# I need a CD Writing Howto for Kernel 2.6

## xcatch

I want to be able to burn with one of the following programs in 2.6:

gtoaster

xcdroast

I do not want to have to resort to using something with gnome or KDE dependencies.

Can someone link me to a good kernel 2.6 howto for CD burning?

----------

## NeddySeagoon

xcatch,

With later kernels 2.6.6 and on it Just Works.

You need to be root to burn CDs though.

----------

## Sith_Happens

If you just emerge cdrtools, it gives you some command line tools for cdburning.  Most other programs are just frontends to cdrecord, part of cdrtools.  As far as only being able to run a cd recording program as root, if your user is part of the group cdrw, then they should be able to burn cds.  I use cdrecord and xcdroast on 2.6.10, and all I had to do was install them, they worked automagically.

----------

## xcatch

Good frontend for the manipulation of users that is not KDE or gnome?

----------

## Sith_Happens

? What are you talking about?

----------

## lopoetve

 *NeddySeagoon wrote:*   

> xcatch,
> 
> With later kernels 2.6.6 and on it Just Works.
> 
> You need to be root to burn CDs though.

 

It hardly 'just works'.

If it 'just worked', he wouldn't be asking, now would he?  

ATAPI mode burning in the 2.6.x kernels seems to suck at best, in my experience.  I recommend using the SCSI emulation mode described 

http://gentoo-wiki.com/HOWTO_CD_Burning_for_Dummies

Oh, and even your software will recommend you use that.  SCSI emulation is fast and relatively problem free, unlike the other method.  My software (gcombust) won't work at all with ATAPI mode that I've seen.

----------

## lopoetve

 *xcatch wrote:*   

> Good frontend for the manipulation of users that is not KDE or gnome?

 

xcdroast or gcombust.

----------

## xcatch

 *xcatch wrote:*   

> Good frontend for the manipulation of users that is not KDE or gnome?

 

I meant what program is there where I have a GUI for creating/modifying users and user's information that does not require KDE or gnome.

I have tried Webmin, but I would rather not use it.

----------

## vonhelmet

If you can, find a front-end that supports cdrdao as a back-end. That might save some tears.

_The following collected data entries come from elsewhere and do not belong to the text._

PR #75, opened 2021-07-23
Docs: Basic html consumer.

damontgomery:
Update the `yarn serve` / `yarn wds` to work correctly and update the example HTML file / readme to reflect current state.

## To test

- View the readme. ;)
- `yarn install`
- `yarn serve`

- visit [http://localhost:8000/dev](http://localhost:8000/dev)

It seems like this issue is also being affected by #79. As a symptom, some of the web components are not rendered, such as the `my-element` component. You can see that there is no shadow DOM when you look at those elements and they don't appear as they would in Storybook.

## Screenshot

outline_example

## Notes

The `yarn serve` command was giving issues and saying we needed to either convert the `web-test-runner.config.*` file to use `exports`, rename to `mjs`, or add `module` and the `type` in `package.json`.

The rename seemed the least impacting, so I went with that.

## References

Based on feedback from #71

<a href="https://gitpod.io/#https://github.com/phase2/outline/pull/75"></a>


himerus (changes requested):
I like this overall, however I see the following. 
* We need to be excluding the `examples` directory from being part of the production build.
* This means those would be unavailable on this HTML consumer that utilizes the built output.
* I think keep it simple and short, and stick to just a couple of examples of link and button or something. 
* I would also pull in `next`, and add the examples directory (as an exclusion) to the rollup config as part of this adjustment.

damontgomery:
> I like this overall, however I see the following.
> 
> * We need to be excluding the `examples` directory from being part of the production build.
> * This means those would be unavailable on this HTML consumer that utilizes the built output.
> * I think keep it simple and short, and stick to just a couple of examples of link and button or something.
> * I would also pull in `next`, and add the examples directory (as an exclusion) to the rollup config as part of this adjustment.

Thanks for the review @himerus!

I've made the changes you mentioned and I think this is ready for another review.

mabry1985:
@damontgomery I pulled this down ran `yarn install` and `yarn serve` and it doesn't appear to be rendering correctly for me
Screen Shot 2021-07-29 at 6 10 10 PM

damontgomery:
> @damontgomery I pulled this down ran `yarn install` and `yarn serve` and it doesn't appear to be rendering correctly for me
> Screen Shot 2021-07-29 at 6 10 10 PM

Thanks for looking @mabry1985!

I tried it again and didn't have the issue you were having. `yarn serve` should run `yarn rollup` and then `yarn wds`. Maybe try clearing `dist` first and waiting for the Rollup output to finish? Are you getting any network errors / other errors in the inspector?

rollup_output

mabry1985:
@damontgomery hmmm interesting, thanks for the info, I'll give it another shot this afternoon.

LeeMellon:
Works well locally.

mabry1985 (approved):
This is great, thanks @damontgomery 

@himerus if you're happy with the changes requested I think we should pull this in.

himerus (approved):

himerus:
I'm having odd issues as well, even after clearing `dist` and `node_modules`. Going to chalk it up to my environment, and if this isn't working properly for some reason, we can adjust.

However, as far as I know only K3B supports cdrdao, so that's probably not much use to you.

----------

## NeddySeagoon

lopoetve,

You would be surprised at the number of people that ask HOW before giving it a go.

I have my system set up to choose between SCSI Emualtion and ATAPI writing at boot (Windows progs under WINE require SCSI Emulation becase they use the Windows ASPI layer). In linux, SCSI Emualtion just has the edge for writing speed and gets going a lot faster but both work.  

xcatch,

There are command line tools for adding and deleting users.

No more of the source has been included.